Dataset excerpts
-- Opening Marker --
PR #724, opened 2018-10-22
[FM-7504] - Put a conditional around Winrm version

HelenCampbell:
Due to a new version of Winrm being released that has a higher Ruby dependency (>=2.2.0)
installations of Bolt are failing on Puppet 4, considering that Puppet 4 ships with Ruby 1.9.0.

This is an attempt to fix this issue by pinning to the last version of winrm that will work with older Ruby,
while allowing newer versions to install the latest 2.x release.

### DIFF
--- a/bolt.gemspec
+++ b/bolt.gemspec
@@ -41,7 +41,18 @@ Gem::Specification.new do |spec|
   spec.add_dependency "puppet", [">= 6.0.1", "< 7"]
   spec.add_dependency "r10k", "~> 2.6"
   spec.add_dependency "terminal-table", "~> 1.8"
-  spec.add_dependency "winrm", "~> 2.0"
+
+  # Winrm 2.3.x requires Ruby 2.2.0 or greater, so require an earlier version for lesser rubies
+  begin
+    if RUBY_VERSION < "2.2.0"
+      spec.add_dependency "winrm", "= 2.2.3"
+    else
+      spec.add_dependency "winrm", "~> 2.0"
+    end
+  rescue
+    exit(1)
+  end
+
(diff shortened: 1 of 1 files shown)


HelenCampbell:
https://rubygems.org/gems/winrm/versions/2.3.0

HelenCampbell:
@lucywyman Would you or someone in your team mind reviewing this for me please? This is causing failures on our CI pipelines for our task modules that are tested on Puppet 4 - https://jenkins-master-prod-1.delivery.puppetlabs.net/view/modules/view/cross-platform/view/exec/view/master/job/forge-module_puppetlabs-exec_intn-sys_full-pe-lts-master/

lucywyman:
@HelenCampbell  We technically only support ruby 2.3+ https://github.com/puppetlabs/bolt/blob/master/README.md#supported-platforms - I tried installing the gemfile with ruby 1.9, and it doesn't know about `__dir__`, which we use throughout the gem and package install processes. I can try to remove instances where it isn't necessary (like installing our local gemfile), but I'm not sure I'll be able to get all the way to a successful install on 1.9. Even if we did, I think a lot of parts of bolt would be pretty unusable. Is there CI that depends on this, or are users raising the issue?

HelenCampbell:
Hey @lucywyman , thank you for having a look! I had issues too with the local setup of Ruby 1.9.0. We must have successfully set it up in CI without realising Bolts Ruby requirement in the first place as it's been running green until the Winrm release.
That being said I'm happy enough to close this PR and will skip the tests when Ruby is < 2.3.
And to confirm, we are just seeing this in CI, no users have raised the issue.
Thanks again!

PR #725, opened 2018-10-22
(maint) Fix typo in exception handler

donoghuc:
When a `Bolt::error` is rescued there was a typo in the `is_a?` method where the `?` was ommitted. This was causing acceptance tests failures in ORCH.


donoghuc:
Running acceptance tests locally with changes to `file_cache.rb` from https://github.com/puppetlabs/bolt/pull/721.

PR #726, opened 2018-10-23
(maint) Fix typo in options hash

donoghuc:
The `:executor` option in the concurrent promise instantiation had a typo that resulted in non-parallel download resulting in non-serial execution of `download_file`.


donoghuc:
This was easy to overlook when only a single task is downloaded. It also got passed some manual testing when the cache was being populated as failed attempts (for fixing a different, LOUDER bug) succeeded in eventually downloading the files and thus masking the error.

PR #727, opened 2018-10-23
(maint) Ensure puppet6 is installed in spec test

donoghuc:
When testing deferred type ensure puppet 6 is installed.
-- Closing Marker --
• _Work task_
Restate the data in full so that no line differs from the original.

• _Solution_
PR #724, opened 2018-10-22
[FM-7504] - Put a conditional around Winrm version

HelenCampbell:
Due to a new version of Winrm being released that has a higher Ruby dependency (>=2.2.0)
installations of Bolt are failing on Puppet 4, considering that Puppet 4 ships with Ruby 1.9.0.

This is an attempt to fix this issue by pinning to the last version of winrm that will work with older Ruby,
while allowing newer versions to install the latest 2.x release.

### DIFF
--- a/bolt.gemspec
+++ b/bolt.gemspec
@@ -41,7 +41,18 @@ Gem::Specification.new do |spec|
   spec.add_dependency "puppet", [">= 6.0.1", "< 7"]
   spec.add_dependency "r10k", "~> 2.6"
   spec.add_dependency "terminal-table", "~> 1.8"
-  spec.add_dependency "winrm", "~> 2.0"
+
+  # Winrm 2.3.x requires Ruby 2.2.0 or greater, so require an earlier version for lesser rubies
+  begin
+    if RUBY_VERSION < "2.2.0"
+      spec.add_dependency "winrm", "= 2.2.3"
+    else
+      spec.add_dependency "winrm", "~> 2.0"
+    end
+  rescue
+    exit(1)
+  end
+
(diff shortened: 1 of 1 files shown)


HelenCampbell:
https://rubygems.org/gems/winrm/versions/2.3.0

HelenCampbell:
@lucywyman Would you or someone in your team mind reviewing this for me please? This is causing failures on our CI pipelines for our task modules that are tested on Puppet 4 - https://jenkins-master-prod-1.delivery.puppetlabs.net/view/modules/view/cross-platform/view/exec/view/master/job/forge-module_puppetlabs-exec_intn-sys_full-pe-lts-master/

lucywyman:
@HelenCampbell  We technically only support ruby 2.3+ https://github.com/puppetlabs/bolt/blob/master/README.md#supported-platforms - I tried installing the gemfile with ruby 1.9, and it doesn't know about `__dir__`, which we use throughout the gem and package install processes. I can try to remove instances where it isn't necessary (like installing our local gemfile), but I'm not sure I'll be able to get all the way to a successful install on 1.9. Even if we did, I think a lot of parts of bolt would be pretty unusable. Is there CI that depends on this, or are users raising the issue?

HelenCampbell:
Hey @lucywyman , thank you for having a look! I had issues too with the local setup of Ruby 1.9.0. We must have successfully set it up in CI without realising Bolts Ruby requirement in the first place as it's been running green until the Winrm release.
That being said I'm happy enough to close this PR and will skip the tests when Ruby is < 2.3.
And to confirm, we are just seeing this in CI, no users have raised the issue.
Thanks again!

PR #725, opened 2018-10-22
(maint) Fix typo in exception handler

donoghuc:
When a `Bolt::error` is rescued there was a typo in the `is_a?` method where the `?` was ommitted. This was causing acceptance tests failures in ORCH.


donoghuc:
Running acceptance tests locally with changes to `file_cache.rb` from https://github.com/puppetlabs/bolt/pull/721.

PR #726, opened 2018-10-23
(maint) Fix typo in options hash

donoghuc:
The `:executor` option in the concurrent promise instantiation had a typo that resulted in non-parallel download resulting in non-serial execution of `download_file`.


donoghuc:
This was easy to overlook when only a single task is downloaded. It also got passed some manual testing when the cache was being populated as failed attempts (for fixing a different, LOUDER bug) succeeded in eventually downloading the files and thus masking the error.

PR #727, opened 2018-10-23
(maint) Ensure puppet6 is installed in spec test

donoghuc:
When testing deferred type ensure puppet 6 is installed.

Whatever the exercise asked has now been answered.